Work to be completed: In the data, find each line where the word "available" appears and list that line.

Supplied data:
Issue #1841, opened 2022-11-26
LTI mass update via Mojo::IOLoop causes server response issues


somiaj:
I have been testing out LTI mass update on a full class with multiple assignments with mojolicious and noticed the following:

+ When using the webwork2-morbo development server, the whole server stops during the update and cannot handle any requests until the update has finished.

+ When using the webwork2.service file which launches via hypnotoad, the very next request after the mass_update is started waits for the update to finish to respond. Though if I send another request it goes through just fine. So it mostly works with hypnotoad, except for that first request after the update has started.

I have tried looking into Mojo::IOLoop to see what is going on, but not finding any useful information as to why that first request after the mass update starts would be waiting for the update to finish, yet any requests after that seem to process just fine.

drgrice1:
With morbo that will happen.  Morbo only runs one worker, and so latter requests have to wait until the first worker finishes.  That is why it is for development only.

With hypnotoad, that should not happen.  I will look into it.

drgrice1:
Testing things with a generic Mojolicious app and a timer that just sleeps for 10 seconds, I see that everything is the same with that.

For morbo, as I said, the process is occupied and until the timer completes no further requests can be processed.  That is to be expected for a development server.

For hypnotoad, when the timer starts it seems that the next request after that from the same client tries to use the same worker.  Sending another request seems to move to another worker, and all is good for that request.  Note that a request from another browser seems to go to another worker anyway and is fine.

In this generic app, I also tested forking the process inside the timer (using Mojo::IOLoop::Subprocess), and that fixes the problem both for morbo and hypnotoad.  Both are able to continue to serve requests even with the same worker.  However, this does not seem to be an option for webwork2 and the LTI mass_update method.  The problem is that the database connection gets interrupted when a new request comes in, and everything explodes.  The mass_update fails with database errors, and the new request dies.  So far worse than the current situation.

For now, we are just going to have to live with how it is I think.  The user that triggers the mass update, will either need to wait, or click on a link a second time.  I suspect that in production with more entropy in the system (more users making requests and such), that this might actually be better as worker processes will be rotated more frequently.

taniwallach:
[...]

PR #1842, opened 2022-11-27
LTI mass_update page to trigger updates.

somiaj:
Adds an LTIUpdate.pm page which allows professors to trigger
  an LTI mass_update for a selected set and/or user. This includes
  moving the logic to determine if a mass_update should run
  from SubmitGrade.pm to ContentGenerator.pm, so mass_update can
  be triggered before the time interval is up. This also extends
  the mass_update function to be able to update only a single
  set or single user as well as all sets and users.

I'm using the current method of Mojo::IOLoop timers to trigger updates, though as discussed in #1841 another method might be helpful for this, but appears this is currently the best option for webwork2.

I would like some way to detect if an update is currently running, so multiple updates cannot be running at once. I have written code for this, but unless there is a way to correctly detect a running update, it won't be functional. One thought I had was to add a setting value to the database that can be used, like a lock file. Though if the update was interrupted and never released the lock setting this would prevent future updates without manually updating the database.

### DIFF
--- a/htdocs/js/apps/LTIUpdate/ltiupdate.js
+++ b/htdocs/js/apps/LTIUpdate/ltiupdate.js
@@ -1,0 +1,33 @@
+(() => {
+	// Store select options in dictionary to rebuild the user/set menus from.
+	const userOptions = {};
+	const setOptions = {};
+	const userMenu = document.getElementById('updateUserID');
+	const setMenu = document.getElementById('updateSetID');
+	for (let i = 1; i < userMenu.length; i++) {
+		userOptions[userMenu[i].value] = userMenu[i];
+	}
+	for (let i = 1; i < setMenu.length; i++) {
+		setOptions[setMenu[i].value] = setMenu[i];
+	}
+
+	// Update user and set drop down menus to only include valid user/set combinations.
+	document.getElementById('updateUserID')?.addEventListener('change', (e) => {
+		const setList = e.target.options[e.target.selectedIndex].dataset.sets.split(':');
+		const selectedSet = setMenu.value;
+		while (setMenu.length > 1) setMenu.lastChild.remove();
+		setList.forEach((set) => {
+			setMenu.append(setOptions[set]);
+		});
+		setMenu.value = selectedSet;
+	});
+	document.getElementById('updateSetID')?.addEventListener('change', (e) => {
+		const userList = e.target.options[e.target.selectedIndex].dataset.users.split(':');
+		const selectedUser = userMenu.value;
+		while (userMenu.length > 1) userMenu.lastChild.remove();
+		userList.forEach((user) => {
+			userMenu.append(userOptions[user]);
+		});
+		userMenu.value = selectedUser;
+	});
+})();
--- a/lib/WeBWorK/Authen/LTIAdvanced/SubmitGrade.pm
+++ b/lib/WeBWorK/Authen/LTIAdvanced/SubmitGrade.pm
@@ -32,6 +32,7 @@ use Net::OAuth;
 use HTTP::Request;
 use LWP::UserAgent;
 use UUID::Tiny ':std';
+use Mojo::IOLoop;
 
 use Digest::SHA qw(sha1_base64);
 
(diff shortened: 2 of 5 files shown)


drgrice1:
Instead of moving the logic into ContentGenerator.pm, move the timer loop into SubmitGrades.pm.  That is much cleaner.

somiaj:
@drgrice1 I still think the logic is better in ContentGenerator.pm, because that is the point that it should check if the time interval has passed or not, but I moved the Mojo::IOLoop->timer to SubmitGrade.pm. Moving the logic from ContentGenerator.pm would require two different update methods, `all` and `force_all` for example, to allow the new LTIUpdate.pm page to start a full update before the timer has elapsed. Though I guess having this second method would be useful if this function gets called from some future feature.

lib/WeBWorK/ContentGenerator.pm
```diff
@@ -158,20 +157,12 @@ async sub go {
...
-			}
-		);
-
-		Mojo::IOLoop->start unless Mojo::IOLoop->is_running;
+		my $lastUpdate     = $r->db->getSettingValue('LTILastUpdate') || 0;
+		my $updateInterval = $ce->{LTIMassUpdateInterval}             || -1;    # Never update
+		if ($updateInterval != -1 && time - $lastUpdate > $updateInterval) {
+			my $grader = WeBWorK::Authen::LTIAdvanced::SubmitGrade->new($r);
+			$grader->mass_update('all');
+		}
```
drgrice1, line 165: What I mean is to move all of this to SubmitGrades.pm.  This would become simply:
```suggestion
			my $grader = WeBWorK::Authen::LTIAdvanced::SubmitGrade->new($r);
			$grader->mass_update('all');
```
The removed logic here would be in the mass_update method.  If it is not time for a mass update the method would just return.

One other note:  Change `ref($r->{db} // '')` to `ref($r->db)`.  If `$r->db` is undefined, then `ref` will return the empty string.  There is no need for the `// ''` fallback.  I know that was that way, but it was wrong.

somiaj: Thanks for the comments, updated.

taniwallach:
@somiaj - I think that this is a great idea.

> I would like some way to detect if an update is currently running, so multiple updates cannot be running at once. I have written code for this, but unless there is a way to correctly detect a running update, it won't be functional. One thought I had was to add a setting value to the database that can be used, like a lock file. Though if the update was interrupted and never released the lock setting this would prevent future updates without manually updating the database.

I'm not sure how feasible it would be to be absolutely sure if there was a running/pending update. In particular, if the development team manages to move the updates into something run in the background outside the main server, doing so would be difficult. The lock record idea seems feasible, and if the lock included an expiration time the problem of requiring manual modification of the database would be avoided or greatly reduced. The default lock duration could be a system default, which could be overridden at the course level. Lock expiration can be handled whenever any check of the locks in the given course was needed.

Allowing the instructor to request an update for a different set or a different user when there is a pending update of that type seems to be something which is desired and which should not be much of a problem, particularly if the tasks  were queued via a job queue and not executed immediately. However, pending updates of those types would seem to justify preventing the request for an "all" (or auto) update to be run at the same time.

Given that there would now be several types of "mass updates" I think you might want different types of locks. 
Maybe for all/auto, set (locking only for that set), and user (locking only for that user).

In order to make it possible to have mass updates run outside of a request, I think it is probably necessary to change the mass_update subroutine (possibly all of `SubmitGrade.pm`) so that it did not depend on a request (`$r`) to provide the course environment and the database "handle" and instead depended only on having a course environment `$ce` as a direct parameter, and then directly requested its "own" Database "handle": `my $db = new WeBWorK::DB($ce->{dbLayout});`.

As far as I can tell, the only part of `SubmitGrade.pm` which really depends on there being a request available is `update_sourcedid` (which updates the database with the LTI parameters needed to later do grade pass-back based on the parameters LTI provides at "connection" time) so maybe that the request can passed in as a parameter when `LTIAdvanced.pm` calls it.

somiaj:
@taniwallach I had also thought of adding a timestamp to the lock setting to auto remove it if for some reason the process didn't manually remove it when done. I don't think there should be a separate lock for 'all' and 'auto'. My thought is just to not have multiple log running jobs that will be doing the same thing at the same time. Though I hadn't considered the idea of still allowing single set/user updates, which is probably fine, as those should be much shorter, even if a full 'all' process is already running. Maybe two locks could be enough, one to lock any full all/auto update, and one to lock shorter updates for single sets/users, this way someone can't get impatient and start a bunch of updates, taking up the time of the workers.

Though this might be something worth adding later. @drgrice1 mentioned in #1841 of implementing a new method to run this job, so it might be worth merging this (pending approvals and any issues anyone notices), so that the new method can be built upon having this lti mass_update trigger page.

lib/WeBWorK/ContentGenerator/Instructor/LTIUpdate.pm
```diff
@@ -0,0 +1,223 @@
...
+			? CGI::popup_menu({
+				id      => 'updateSetID',
+				name    => 'updateSetID',
+				value   => [ 'All Sets', @sets ],
+				default => 'All Sets',
+				class   => 'form-select mb-3',
+				labels  => {
+					'All Sets' => $r->maketext('All Sets'),
+					map { $_ => format_set_name_display($_) } @sets
+				}
```
drgrice1, line 184: These popup menus should really each be wrapped in a pair of divs (the usual row and column divs).  Not only is this how Bootstrap demonstrates the usage of the `form-select` class, but this makes it possible to do other things.  For example, these popup menus need labels.  Something like "For which users:" and "For which sets:" (or simply "Users:" and "Sets:" or something).  To make that work you need all of the proper markup.  In addition, I don't like that they stretch the entire width of the window.  With the row/column divs you can add a `col-n` class to control the width (this will be needed with the label anyway).  For a simple example of what is needed here see line 615-632 of CourseAdmin.pm.

drgrice1 (commented):
This generally looks good aside from the attempt at checking to see that a grade update is already in progress.  I suppose that can be let slide for now though until that is sorted out.

There are a few changes that are needed though.  The line 541 change to SubmitGrade.pm is clearly essential!  Then this can be merged.

I have done some more work on making the mass update not block on the main thread, and I am rather certain the only way that is going to work is to make a Minion worker queue.  There are a few annoying things going on with the mysql and sqlite backends in the upstream code though, but those can be worked around.  There is an chance that this could be executed in an IOLoop subprocess, but it would take pretty much a duplication of the methods in the SubmitGrade.pm file.  I don't think what I have in mind would be able to share the code that submits a single grade for a student withthe mass update methods.  Mainly because it would require a separate database connection and course environment and can not be connected to a content generator.  @taniwallach:  Note the Mojo::UserAgent doesn't solve the problem even if async and non-blocking.  It turns out it is the database connection that is doing to blocking.

lib/WeBWorK/ContentGenerator/Instructor/LTIUpdate.pm
```diff
@@ -0,0 +1,223 @@
...
+	my $ce   = $r->ce;
+	my $user = $r->param('user');
+
+	# Check permissions
+	return unless $r->authz->hasPermissions($user, 'score_sets');
+	return unless $ce->{LTIGradeMode};
+
+	# Want to be able to determine if an update is currently running, and not allow
+	# a new update to start in that case, but haven't figured out a good way to do this.
+	$self->{isUpdating} = 0;    #Mojo::IOLoop->is_running;
```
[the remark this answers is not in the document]
somiaj: Thanks. That was what I noticed, Mojo::IOLoop->is_running was always true. I can strip out this code (or just leave it in as a starting point for a future change which will have a way to better check if an update is running).

drgrice1:
There is one thing that I think you have done that I don't like in this pull request.  That is the positioning of the `LTI Grade Update` link in the nav.  I would like that to be above the `Course Configuration` link.  I like `Course Configuration` to be essentially last in the list (other than the help links).  I also don't like that `Archive Course` shows up after the help links when the file manager is open (not your fault of course).

Others may disagree.  Please weigh in with opinions!

lib/WeBWorK/Authen/LTIAdvanced/SubmitGrade.pm
```diff
@@ -533,55 +534,90 @@ EOS
...
+	# Start update loop.
+	Mojo::IOLoop->timer(
+		1 => sub {
+			# Catch exceptions generated during the sending process.
+			eval {
+				# Determine what needs to be updated.
+				my %updateUsers;
+				if ($update eq 'all') {
+					if ($ce->{LTIGradeMode} eq 'course') {
+						%updateUsers = map { $_ => [] } $db->listUsers;
```
drgrice1, line 587: Instead of using a reference to an empty array to signify a 'course' grade mode update for the user, it would be better to use something like the string 'course' (or anything that is not a reference to an array).  Then the `for` loop that does the updating below would just check the `ref` and ensure that it is equal to 'ARRAY'.  One reason that a reference to an empty array ref is a bad idea is that it might be possible that someone could call this method with a user that is not assigned to any sets when the course grade mode is homework.  In that case this would set `$updateUsers{$name}` to be the empty array reference (below on line 597), and then the `for` loop below would attempt to upgrade the user's course grade, instead of the homework grade.

In testing this, I see that this does cause problems.  From the LTI update page select a user that is not assigned to a set and select that set in the dropdown.  You will see a warning in the output when running morbo.

This also shows another problem with this pull request.  The dropdown should only show the sets that are assigned to the selected user.   That will take a little work to implement, but can be done.  Note that fixing the dropdown issue won't fix the above issue, because someone could still submit a request via other means that could still contain the same invalid data.

lib/WeBWorK/ContentGenerator/Instructor/LTIUpdate.pm
```diff
@@ -0,0 +1,242 @@
...
+
+	my $gradeMode      = $ce->{LTIGradeMode};
+	my $lastUpdate     = $db->getSettingValue('LTILastUpdate') || 0;
+	my $updateInterval = $ce->{LTIMassUpdateInterval}          || -1;
+
+	# Print status table
+	print CGI::div(
+		{ class => 'table-responsive' },
+		CGI::table(
+			{ class => 'table table-bordered', style => 'width: auto;' },
```
drgrice1, line 124: Please remove the inline `style` attribute.  Instead use the Bootstrap `w-auto` class.

lib/WeBWorK/ContentGenerator/Instructor/LTIUpdate.pm
```diff
@@ -0,0 +1,242 @@
...
+							map { $_ => $_ } @users
+						}
+					})
+				)
+			),
+			$gradeMode eq 'homework'
+			? CGI::div(
+				{ class => 'row mb-3' },
+				CGI::label(
+					{ for => 'updateSetID', class => 'col-auto col-form-lable fw-bold' },
```
drgrice1, line 187: `col-form-lable` should be `col-form-label`.  This causes the misalignment of the label.

drgrice1 (commented):
This is looking decent, but there are some things that need to be done yet.

lib/WeBWorK/ContentGenerator/Instructor/LTIUpdate.pm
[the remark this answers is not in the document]
drgrice1: I think you should go ahead and remove the `isRunning` code.  It isn't going to work in this way.  When I add the Minion worker queue this won't be needed at all.  Multiple jobs will be able to be queued.  The queue can be made to run them sequentially.  Most likely I will add a table showing queued jobs and their status to the new LTI Update page.

lib/WeBWorK/Authen/LTIAdvanced/SubmitGrade.pm
somiaj: @drgrice1 I have updated this, and have added some javascript functions that from my tests update the menus to only allow valid set/user selections.

somiaj: @drgrice1 I have updated how the javascripts works. First it appears that there is no cross-browser way to hide items in a popup menu (select), so hiding the options won't be possible without rebuilding the menu each time an item is selected, but another option was to disable the items. This keeps them in the menu, but greys them out and makes them unselectable.

Using this approach, the updated code now adds a dataset to each option that lists the valid sets/users assigned to the selected item. Then updates the corresponding menu to disable all the invalid options, making it so only the sets a user is assigned to (or the users a set is assigned to) are selectable.

drgrice1: Using `display:none` css styling works reliably cross browser.  We are already using that for achievement rewards, as I mentioned.

htdocs/js/apps/LTIUpdate/ltiupdate.js
```diff
@@ -0,0 +1,18 @@
+(() => {
+	// Update user and set drop down menus to only include valid user/set combinations.
+	document.getElementById('updateUserID')?.addEventListener('change', (e) => {
+		const setMenu = document.getElementById('updateSetID');
+		const setList = e.target.options[e.target.selectedIndex].dataset.sets.split(':');
+		for (var i = 1; i < setMenu.length; i++) {
+			setMenu[i].disabled = !setList.includes(setMenu[i].value);
```
drgrice1, line 7: If you change this to
```
			if (setList.includes(setMenu[i].value)) setMenu[i].classList.remove('d-none');
			else setMenu[i].classList.add('d-none')
```
and delete the `change` event on the `updateSetID` element below, that is all that is needed.

lib/WeBWorK/Authen/LTIAdvanced/SubmitGrade.pm
somiaj: I found multiple posts which stated that `display:none` it isn't supported by safari for options in a select. I tried your suggestion below, and it worked on firefox, but didn't work on safari on my ipad. So for my tests it appears the posts I found were correct that safari doesn't support hiding select options this way (and maybe the achievement rewards need to be updated because of this).

For this particular case, I like the approach of disabling the items vs hiding them better, that way I do know that all the sets and users are listed, but can only select valid pairs. So my opinion is to just disable the invalid sets/users vs hide them.

htdocs/js/apps/LTIUpdate/ltiupdate.js
somiaj: I don't quite understand your logic as to why the `updateSetID` event needs to be deleted. Both should be needed, the `updateUserID` event updates the Set list so only sets assigned to the selected user can be selected, while the `updateSetID` event updates the user list so only users assigned to the selected set can be selected.

lib/WeBWorK/Authen/LTIAdvanced/SubmitGrade.pm
drgrice1: I think we should drop support for Safari.  Safari is the new Internet Explorer!  Sad but so true.

drgrice1: I don't like the disabled approach.  It is ugly, and this is not supposed to be an information page as to what sets are available.  You can still get that here by selecting all users.

htdocs/js/apps/LTIUpdate/ltiupdate.js
drgrice1: That was based on being able to hide sets.  In that case, you only need to update the set list.  When a user is selected there are different sets assigned to that user.  If you change the set selection, that user is still selected.  If you now go change the user to a set that is not assigned that set will be hidden and the selection will change to a set that is no longer hidden.  So there is no need to deal with both.

somiaj: Ahh okay, I see the logic now, but this doesn't seem to quite work, just tested. First select a set, then select a user that wasn't assigned to that set. It does hide the set from the list, but the hidden item is still selected, and thus one could submit an invalid combo this way.

lib/WeBWorK/Authen/LTIAdvanced/SubmitGrade.pm
somiaj: I do agree that safari support is a pain, though I don't know if we can just drop support for it, as users will still be using Safari. So in this case a safari user could submit invalid user/set combos. Though there is a way around this, you can first detatch the options, then rebuild the menu each time from the list of detatched options.

htdocs/js/apps/LTIUpdate/ltiupdate.js
drgrice1: Yeah, testing this on the achievements page, I see that is an issue.  Okay, so you will need to do both lists.

Note that was not actually my design on the achievements page.  I moved the javascript from begin inline to a proper javascript file, but left the same basic design.  It has been that way for a long time.

lib/WeBWorK/Authen/LTIAdvanced/SubmitGrade.pm
drgrice1: Removing the options and re-adding is probably the better way to go.  It is what a reactive framework like Vue would do anyway.

somiaj: Updated so it rebuilds the menu each time instead of hiding the menu options, to play nicely with Safari.

htdocs/js/apps/LTIUpdate/ltiupdate.js
```diff
@@ -0,0 +1,33 @@
...
+	const userOptions = {};
+	const setOptions = {};
+	const userMenu = document.getElementById('updateUserID');
+	const setMenu = document.getElementById('updateSetID');
+	for (var i = 1; i < userMenu.length; i++) {
+		userOptions[userMenu[i].value] = userMenu[i];
+	}
+	for (var i = 1; i < setMenu.length; i++) {
+		setOptions[setMenu[i].value] = setMenu[i];
+	}
```
drgrice1, line 12: Lines 7 and 10 should be `for (let i = 1; ...) {`.  There is no `var`!

drgrice1 (approved):
One minor code issue, but I think this is basically ready to go other than that.

lib/WeBWorK/ContentGenerator/Instructor/LTIUpdate.pm
```diff
@@ -0,0 +1,239 @@
...
+
+	return CGI::div({ class => 'alert alert-danger p-1' }, $r->maketext('You are not authorized to update lti scores'))
+		unless $authz->hasPermissions($user, 'score_sets');
+
+	return CGI::div({ class => 'alert alert-danger p-1' },
+		$r->maketext('LTI grade passback is not enabled for this course'))
+		unless $ce->{LTIGradeMode};
+
+	# Update message.
+	print CGI::div({ class => 'alert alert-warning p-1' }, $self->{updateMessage}) if defined($self->{updateMessage});
```
drgrice1, line 99: One minor quibble here.  I don't like that this is an `alert-warning`.  That indicates that something is not quite right, when in fact everything has gone as it should.  This should be an `alert-success`.

drgrice1:
I just noticed a problem with this.  When LTIGradeMode is "course" and a single user is selected on the new "LTI Grade Update" page, the grade update does not occur.  The problem is the logic in lines 51 - 70 of LITUpdate.pm.  That never checks the case that the userID is set and LTIGradeMode is "course".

Response area:
As far as I can tell, the only part of `SubmitGrade.pm` which really depends on there being a request available is `update_sourcedid` (which updates the database with the LTI parameters needed to later do grade pass-back based on the parameters LTI provides at "connection" time) so maybe that the request can passed in as a parameter when `LTIAdvanced.pm` calls it.
drgrice1: I don't like the disabled approach.  It is ugly, and this is not supposed to be an information page as to what sets are available.  You can still get that here by selecting all users.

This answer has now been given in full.